··· RECORDS PROVIDED ···

PR #517, opened 2023-05-24
434 add plotting for spikedata

tensionhead:
Changes Summary
----------------
- `singlepanelplot` and `multipanelplot` for `SpikeData`
- can plot either indexed by unit or channel
- hotfix `_trial_ids` für DiscreteData
- form is a so called "spike raster plot":
Screenshot from 2023-05-30 17:41:25

Reviewer Checklist
------------------


dfsp-spirit (approved):
very nice plots, and good to have them plot unit instead of channel. I guess people like Katharine are more qualified than me to comment on them, but from what I see online, this is suitable. some people seem to plot a single neuron, with the trials on the y axis, but if really needed, we can add that later.

tensionhead:
Thx for the review! I'll ping @kshapcott and @Cumol directly, adding the trial axis is not a biggy I think.

dfsp-spirit:
Since there have been no replies yet, I would now merge this so it can be used, e.g., for the docs. If we need some minor changes (e.g., add labels to multi-channel plots) or additions (like trial axis), we can add them later.

Cumol:
sorry for the lack of response. looks good! will give it a try in the next week or two when I am touching spike data again.

Another typical plot is to plot one unit over multiple trials. So the x-axis would be time, y axis would be trials, and the subplots would be for each unit.

What do yu say @KatharineShapcott ?

KatharineShapcott:
Yes I agree, x-axis time, y axis trials.

Issue #491, opened 2023-05-02
Better MNE-Integration: live conversion between our and their data classes


dfsp-spirit:
We encourage use of both Syncopy and MNE, and do not want to reinvent the wheel by building stuff that is already available in MNE. To make working with both software systems easier, it would be nice to make it easier to convert data between MNE and Syncopy. 

**Do you have a solution in mind? Please elaborate**
Would be good to add some wrapper methods for easy conversion between our dataclasses (like AnalogData) and the MNE data classes (Raw, Epcohed, ...).

**Additional context**
Some examples where Syncopy users may want to switch to MNE is for stuff like ICA and source localization.

PR #527, opened 2023-06-07
491 Better MNE integration

dfsp-spirit:
Changes Summary
----------------
- improve MNE integration, see #491 
- add some helper functions for converting between:
   * Syncopy and MNE raw data (raw data is AnalogData without trial definition): `raw_mne_to_adata`, `raw_adata_to_mne`
   * Syncopy and MNE epoched data (epoched data is timelocked, with trial definition)
- add member function `ìs_time_locked()` to continuousdata
- These functions use the MNE data classes (e.g., `mne.io.RawArray`), and only work if MNE Python (package `mne`) is installed. MNE is huge and has many dependencies, so we do NOT add it as a syncopy dependency. If users want to use these functions, they will have to manually install MNE. (If they do not have MNE installed, the functions will be useless anyways).

Reviewer Checklist
------------------


syncopy/io/mne_conv.py
```diff
@@ -0,0 +1,134 @@
...
+    n_times = ea.get_data().shape[2]
+    spy_data = np.zeros((n_times * n_epochs, n_channels), dtype=np.float32)
+
+    for chan_idx in range(n_channels):
+        spy_data[:, chan_idx] = ea.get_data()[:,chan_idx,:].flatten()
+
+    tldata = spy.AnalogData(data=spy_data, samplerate=ea.info['sfreq'], channel=ea.ch_names)
+
+    nSamples = n_times
+    trldef = np.vstack([np.arange(0, nSamples * n_epochs, nSamples),
```
tensionhead, line 130: Yep, very concise 👍

syncopy/io/mne_conv.py
```diff
@@ -0,0 +1,134 @@
...
+                        np.arange(0, nSamples * n_epochs, nSamples) + nSamples,
+                        np.ones(n_epochs) * -1]).T
```
tensionhead, line 132: so here all offsets are set to `-1`? This determines the `0` of the time-axis, not sure how this is encoded in MNE actually..

syncopy/tests/test_mne_conv.py
```diff
@@ -0,0 +1,158 @@
...
+
+        # Check dimensions
+        n_times = epoched.get_data().shape[2]
+        assert n_times == self.numSamples
+        n_epochs = epoched.get_data().shape[0]
+        assert n_epochs == self.numTrials
+        n_channels = epoched.get_data().shape[1]
+
+        assert n_times == tldata.trials[0].shape[0]
+        assert n_epochs == len(tldata.trials)
```
tensionhead, line 85: `epochs = trials`.. jeez all this nomenclature still is quite confusing

syncopy/tests/test_mne_conv.py
```diff
@@ -0,0 +1,158 @@
...
+        n_channels = epoched.get_data().shape[1]
+
+        assert n_times == adata.trials[0].shape[0]
+        assert n_epochs == len(adata.trials)
+        assert n_channels == len(adata.channel)
+
+    @skip_no_mne
+    def test_mne_epoched_to_AnalogData(self):
+        """
+        Test conversion of spy.AnalogData that is time locked to mne.EpochsArray.
```
tensionhead, line 119: Here you probably copy-pasted from the doc string above? It should say `..conversion of mne.EpochsArray to spy.AnalogData` ?!

tensionhead (commented):
Pretty cool, looks fine to me. I just had some minor comments, please see below. 
It is naturally a bit confusing with the *timelocked spy.AnalogData* and then our *spy.TimelockData*. The latter I would consider a special case of limited use, as we discussed (can't serve as input for `freqanalysis` or any other frontend as of now). The former now has a formal standing thanks to the new `is_time_locked` property 👍

syncopy/datatype/continuous_data.py
```diff
@@ -67,6 +67,17 @@ def data(self, inData):
 
         if inData is None:
             return
+        
+    @property
+    def is_time_locked(self):
```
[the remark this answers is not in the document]
tensionhead: Fixed with bf090d8799a5307adad103fc2e8886083cbf149f, hopefully this now catches all cases..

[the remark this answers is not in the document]
dfsp-spirit: Thanks!

syncopy/io/mne_conv.py
```diff
@@ -0,0 +1,134 @@
...
+    ar : `mne.io.RawArray` instance
+    """
+
+    try:
+        import mne
+    except ImportError:
+        raise ImportError("MNE Python not installed, but package 'mne' is required for this function.")
+    data_parser(adata, varname="adata", dataclass="AnalogData")
+    info = mne.io.meas_info.create_info(list(adata.channel), adata.samplerate, ch_types='misc')
+    ar = mne.io.RawArray((adata.data[()]).T, info)
```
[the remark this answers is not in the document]
dfsp-spirit: Yes, for the raw data, it's always easy.

syncopy/datatype/continuous_data.py
```diff
@@ -790,12 +801,11 @@ def trialdefinition(self, trldef):
...
         # now check for additional conditions
 
-        # FIXME: not clear, is timelocked data to be expected
-        # to have same offsets?!
-        # if not np.unique(trldef[:, 2]).size == 1:
-        #     lgl = "equal offsets for timelocked data"
-        #     act = "different offsets"
-        #     raise SPYValueError(lgl, varname="trialdefinition", actual=act)
+        # Timelocked data should have same offset for all trials
+        if not np.unique(trldef[:, 2]).size == 1:
```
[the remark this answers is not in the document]
dfsp-spirit: thanks for changing

syncopy/io/mne_conv.py
```diff
@@ -0,0 +1,134 @@
...
+
+    Returns
+    -------
+    epochs : `mne.EpochsArray` instance
+    """
+    try:
+        import mne
+    except ImportError:
+        raise ImportError("MNE Python not installed, but package 'mne' is required for this function.")
+    assert type(tldata) == spy.AnalogData or type(tldata) == spy.TimeLockData, "Invalid input: tldata must be of type AnalogData or TimeLockData."
```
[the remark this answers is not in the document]
dfsp-spirit: fixed in 83804d9b

syncopy/tests/test_mne_conv.py
dfsp-spirit: myunderstanding: for MNE, there are trials (the short recording snippets, one for each repetition of a task) and epochs (subsets of recordings, which  are timelocked with respect to some event during the trial, i.e., the event happens at the same time relative to the start of the epoch, for all epochs).

In MNE, people seem to use only epochs during the analysis in many cases, as trials are something from the raw data domain that is typically not of relevance for the analysis. syncopy does not have epochs, so we have to store epochs as trials.

syncopy/tests/test_mne_conv.py
dfsp-spirit: fixed

syncopy/tests/test_mne_conv.py
tensionhead: Uh, ok that's even more confusing. A proper definition of what FT/Syncopy considers a trial would help for sure. Just not overly confident that we are the perfect ppl to write it 😅

dfsp-spirit: MNE has a definition of what an Epoch is (or, what their EpochsArray datastructure models) at https://mne.tools/stable/auto_tutorials/epochs/10_epochs_overview.html

Quoting the relevant part:

[Epochs](https://mne.tools/stable/generated/mne.Epochs.html#mne.Epochs) objects are a data structure for representing and analyzing equal-duration chunks of the EEG/MEG signal. [Epochs](https://mne.tools/stable/generated/mne.Epochs.html#mne.Epochs) are most often used to represent data that is time-locked to repeated experimental events (such as stimulus onsets or subject button presses), but can also be used for storing sequential or overlapping frames of a continuous signal (e.g., for analysis of resting-state activity; see [Making equally-spaced Events arrays](https://mne.tools/stable/auto_tutorials/raw/20_event_arrays.html#fixed-length-events)). Inside an [Epochs](https://mne.tools/stable/generated/mne.Epochs.html#mne.Epochs) object, the data are stored in an [array](https://numpy.org/doc/stable/reference/generated/numpy.ndarray.html#numpy.ndarray) of shape (n_epochs, n_channels, n_times).

dfsp-spirit: I will try to write something, and let Diljit and Mohsen double check it.

syncopy/io/mne_conv.py
dfsp-spirit: I think because the imported data is epoched already, we want our trials to span the entire input data. Should this be `np.zeros(n_epochs)` then instad of `np.ones(n_epochs) * -1])`?

dfsp-spirit:
I have also added links to the new functions in the HTML docs, so people will actually find them.

syncopy/io/mne_conv.py
```diff
@@ -0,0 +1,139 @@
...
+
+    This function requires MNE Python (package 'mne') and will raise an `ImportError` if it is not installed.
+
+    Parameters
+    ----------
+    ea : `mne.EpochsArray` instance
+
+    Returns
+    -------
+    tldata : `syncopy.AnalogData` instance. The trial definition will be set to the MNW epochs, and it is guranteed that the data is time-locked.
```
tensionhead, line 114: MNE instead of MNW?!

syncopy/io/mne_conv.py
tensionhead: I think `offset = -ea.tmin * samplerate` would do the trick, then just  `np.ones(n_epochs) * offset` as last column in the trialdef.

syncopy/io/mne_conv.py
```diff
@@ -0,0 +1,139 @@
...
+    Returns
+    -------
+    adata : `syncopy.AnalogData` instance, with no trial definition (singl-trial data).
+    """
+    try:
+        import mne
+    except ImportError:
+        raise ImportError("MNE Python not installed, but package 'mne' is required for this function.")
+
+    assert type(ar) == mne.io.RawArray, "Invalid input: ar must be of type mne.io.RawArray."
```
tensionhead, line 61: Also here better to use `SPYTypeError`

dfsp-spirit: fixed in b6352542

syncopy/io/mne_conv.py
dfsp-spirit: fixed in e5569446

tensionhead (approved):
Looks all good, thx @dfsp-spirit !

PR #528, opened 2023-06-11
Documentation sprint23

tensionhead:
Changes Summary
----------------
- Shortened and partial rewriting of the Quickstart
- new Tutorials: Connectivity, Resampling and Preprocessing
- adaptations to the new `spy.synthdata` module
- new global function: `spy.set_loglevel`


dfsp-spirit (approved):
This is an impressive improvement to our documentation, thanks heaps. It's also way more than just Syncopy docs, one can even see it as a combination of syncopy docs and an introduction to signal analyis, thanks to all the background information contained in it. I think this is the best form of documentation: it now only shows you how to perform an analysis, but also explains the results you see and why you are sometimes seeing things one may not expect. 

I directly changed some minor typos, other than that I have no complaints for now.

PR #565, opened 2023-08-24
563 add channelcmb parameter to connectivityanalysis frontend

tensionhead:
Changes Summary
----------------
- new parameter `channelcmb=[senders, receivers]` for `spy.connectivityanalysis`
- `selectdata` now allow non-contiguous and unorderd `channel_i` and `channel_j` selections, there was no reason apparent why this was not allowed before (I did not fiddle with any selection mechanics inside the `Selector`)

Now users can fine tune the channel-pairs for which to compute the connectivity measure as in FieldTrip:
 ```python
senders = [0, 3] 
receivers = [1, 5, 8]
spy.connectivityanalysis(..., channelcmb=[senders, receivers])
```
will compute only 6 pairs: (01, 05, 08, 31, 35, 38) and the resulting `CrossSpectralData` **is rectangular in the channel axes** with ` channel_i=senders` and `channel_j=receivers`. 

Note: the old way of doing a channel selection on the input:
```python
spy.connectivityanalysis(..., select={'channel': [0, 1, 3, 5, 8]})
```
would instead compute 20 pairs (+diagonal): the full dyadic (or tensor) product of those 5 channels.

#### Granger causality
- computes **all pairs individually**, so in the example above this would be 6 spectral factorizations of 2 x 2 matrices. The result gets collected into a single 1 x nFreq x 2 x 3 `CrossSpectralData` object. The factorization algorithm is most stable when only computing pairs, however for many trials/few channels it would be much more effective to compute more pairs at once. 

#### CSD/PPC
- the sender/receiver pairs get directly indexed within the cF (so the numpy arrays), and the single trial cross-spectra have rectangular shape. It was straightforward inputting this into the PPC algorithm, to compute the PPC only for the desired pairs.

#### Coherence
- rectangular single trial cross-spectra are not an easy option here, as the individual auto-spectra (diagonal in the full dyadic case) are needed for normalization. However, since computation is extremely cheap, all what is done is a simple post-selection of the `channel_i/senders` `channel_j/receivers` combinations which now is possible.

### Limitations
- only for spectral methods `('coh', 'csd', 'ppc', 'granger')`
- works only for spectral input (`SpectralData`) as re-writing the whole implicit `freqanalysis` part when inputting `AnalogData` into `connectivityanalysis` would require some bigger refactoring (design is actually bad for historic reasons)
- general inplace selections on the input are still fine of course, but channel selections don't work together with `channelcmb`

Reviewer Checklist
------------------

### DIFF
--- a/syncopy/connectivity/connectivity_analysis.py
+++ b/syncopy/connectivity/connectivity_analysis.py
@@ -385,7 +385,7 @@ def connectivityanalysis(
         st_dimord = CrossCovariance.dimord
 
     # all these methods need the single trial cross spectra
-    # we just have to sort out if we need an mtmfft first
+    # we just have to sort out if we need an mtmfft first (for AnalogData input)
     elif method in ["csd", "coh", "ppc", "granger"]:
         nTrials = len(data.trials)
         if nTrials == 1:
@@ -405,7 +405,7 @@ def connectivityanalysis(
             # the actual number of samples in case of later padding
             nSamples = process_padding(pad, lenTrials, data.samplerate)
 
-            check_effective_parameters(CrossSpectra, defaults, lcls, besides=("jackknife",))
+            check_effective_parameters(CrossSpectra, defaults, lcls, besides=("jackknife", "channelcmb"))
 
             st_compRoutine, st_dimord = cross_spectra(
                 data,
@@ -445,11 +445,12 @@ def connectivityanalysis(
                 SpectralDyadicProduct,
                 defaults,
                 lcls,
-                besides=("jackknife"),
+                besides=("jackknife", "channelcmb"),
             )
 
-            # sanity checks done above
-            if channelcmb is not None:
+            # sanity checks for channelcmb done above, truly rectangular matrix
+            # operations only meaningful for PPC or single trial cross-spectra
+            if channelcmb is not None and method in ['ppc', 'csd']:
                 sender, receiver = channelcmb
 
                 # save current selection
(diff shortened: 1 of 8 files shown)


dfsp-spirit:
Wow, great to hear that you did not have to mess with the Selector logic at all to allow non-contiguous and unorderd channel_i and channel_j selections.

syncopy/connectivity/connectivity_analysis.py
```diff
@@ -543,16 +666,71 @@ def connectivityanalysis(
...
+                    av_compRoutine.pre_check()  # make sure we got a trial_average
+                    av_compRoutine.compute(st_out, pair_out, parallel=kwargs.get("parallel"), log_dict=log_dict)
+
+                    # write result, idx1/idx2 directly encode positions in result matrix
+                    with h5py.File(fname, "r+") as h5file:
+                        dset = h5file['data']
+
+                        # only direction sender(ch1) -> receiver(ch2)
+                        dset[0, :, idx1, idx2] = pair_out.data[0, :, 0, 1]
+
```
dfsp-spirit, line 713: nice

syncopy/datatype/selector.py
```diff
@@ -735,16 +735,14 @@ def _selection_setter(self, data, select, selectkey):
...
-                        "channel_j",
-                    ]:
-                        if len(idxList) > 1:
-                            err = "Unordered (low to high) or non-contiguous multi-channel-pair selections not supported"
-                            raise NotImplementedError(err)
-                        idxList = idxList[0]
+                            "channel_i",
+                            "channel_j"]:
+
+                        # why only for CrossSpectralData a 1-element
```
dfsp-spirit, line 742: beats me

dfsp-spirit (approved):
Thanks a lot, this will make the code for the paper look a lot better.

PR #195, opened 2022-01-19
cmd: add bulk DB populate command

### LINKED ISSUE #139: flux-accounting DB: support bulk insertion of user/bank information
A random thought that came up while working on some testing for the `flux account` subcommands:

Whenever the time comes to add a bunch of user/bank information to the flux-accounting DB, it is probably going to be super tedious/annoying to have to add all of this information one-by-one via the command line or within the SQLite shell. It would probably be a good idea to support a "mass add" of information, where data could be read from a `.csv` file (or some other format) and then exported to the flux-accounting DB. Maybe this could be its own subcommand, where the person adding all of this information could pass in a file to be read and converted into entries in the flux-accounting DB.

cmoussa1:
#### Problem

Populating the DB with many users and banks can be tedious, as currently there are really only two options:

- using the `add-bank` and `add-user` commands one at a time to add users and banks
- going into an interactive SQLite shell and using `INSERT` commands, one a time, to add both users and banks to the database

This can be cumbersome and slow, especially when the time comes to install flux-accounting on a system and we need to migrate a large set of users.

---

This PR adds a new command to flux-accounting, `flux account-pop-db`, which allows an admin to bulk populate a flux-accounting DB's `bank_table` and `association_table` using `.csv` files. The path to the file can be passed via the command line, and this command will iterate through the file and call `add_user ()` or `add_bank ()`, depending on which file is used. You can also pass both options to populate both the `bank_table` and the `association_table` at the same time, like the following:

```console
$ flux account-pop-db -b bank_info.csv -u user_info.csv
```

The structure of the bank `.csv` file must be in the following format: `Bank,ParentBank,Shares`. The **ParentBank** slot can be left blank if needed. An example is below:

```
root,,1
A,root,1
B,root,1
```

The structure of the user `.csv` file must be in the following format: `Username,UserID,Bank,Shares,MaxJobs,QOS`. The **Shares** and **MaxJobs** slots can be left blank; if so, they will be filled in with the default values of their respective columns in the `association_table`. An example is below:

```
user1005,1005,B,1,5,""
user1006,1006,B,,,""
user1007,1007,B,1,7,""
user1008,1008,B,,,""
user1009,1009,B,1,9,""
```

Fixes #139

### DIFF
--- a/src/bindings/python/fluxacct/accounting/user_subcommands.py
+++ b/src/bindings/python/fluxacct/accounting/user_subcommands.py
@@ -64,16 +64,17 @@ def add_user(
     qos="",
 ):
 
-    # get uid of user
-    fetched_uid = get_uid(username)
+    if uid == 65534:
+        # get uid of user
+        fetched_uid = get_uid(username)
 
-    try:
-        if isinstance(fetched_uid, int):
-            uid = fetched_uid
-        else:
-            raise KeyError
-    except KeyError as key_error:
-        print(key_error)
+        try:
+            if isinstance(fetched_uid, int):
+                uid = fetched_uid
+            else:
+                raise KeyError
+        except KeyError:
+            print("could not find UID for user; adding default UID")
 
     # check for a default bank of the user being added; if the user is new, set
     # the first bank they were added to as their default bank
--- a/src/cmd/Makefile.am
+++ b/src/cmd/Makefile.am
@@ -46,4 +46,5 @@ dist_fluxcmd_SCRIPTS = \
 	flux-account.py \
 	flux-account-update-fshare \
 	flux-account-priority-update.py \
-	flux-account-shares
+	flux-account-shares \
+	flux-account-pop-db.py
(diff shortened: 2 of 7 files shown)


cmoussa1:
OK, I'll go ahead and mark this as ready for review.

@ryanday36 If you don't mind, let me know what you think of this tool. As it stands, it is pretty lightweight and I certainly don't mind changing or trying to add features that you might see helpful to have. I figured I would present the tool with just the necessities and build off it based on what might be most useful.

ryanday36 (approved):
This looks good. It also looks like it should be pretty straightforward to add more fields as, for example, limits get added to the DB.

cmoussa1:
Thank you! I'll go ahead and add MWP

> It also looks like it should be pretty straightforward to add more fields as, for example, limits get added to the DB.

Yes, it should be straightforward to add more fields to either the `bank_table` or the `association_table`, as well as adding additional options for bulk populating other tables in the flux-accounting DB, like the `queue_table` for example.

···

ACTIVITY. Reproduce exactly the line that holds "be most useful.", then every line after it, ending with the final line of the records above.

RESULT.
@ryanday36 If you don't mind, let me know what you think of this tool. As it stands, it is pretty lightweight and I certainly don't mind changing or trying to add features that you might see helpful to have. I figured I would present the tool with just the necessities and build off it based on what might be most useful.

ryanday36 (approved):
This looks good. It also looks like it should be pretty straightforward to add more fields as, for example, limits get added to the DB.

cmoussa1:
Thank you! I'll go ahead and add MWP

> It also looks like it should be pretty straightforward to add more fields as, for example, limits get added to the DB.

Yes, it should be straightforward to add more fields to either the `bank_table` or the `association_table`, as well as adding additional options for bulk populating other tables in the flux-accounting DB, like the `queue_table` for example.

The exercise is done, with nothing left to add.